PR #5956, opened 2024-11-07
telemetry: add notifications telemetry

hayemaxi:
I explored sending telemetry if the user hides or unhides the notification view panel. However, there is no VSC hook to detect this and other ways (e.g. checking visible property) are not reliable. So, we cannot track this.

- toolkit_showNotification
  - for displaying notifications on receive or when clicked on
- toolkit_invokeAction
  - invoking an action from a notification, e.g. clicking on a button in the notification or opening a text document
- ui_click for clicking on the notifications node or dismiss button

### Task requirements
Please copy out each line of the listing above that contains the string "telemetry".

### Exercise solution
telemetry: add notifications telemetry
I explored sending telemetry if the user hides or unhides the notification view panel. However, there is no VSC hook to detect this and other ways (e.g. checking visible property) are not reliable. So, we cannot track this.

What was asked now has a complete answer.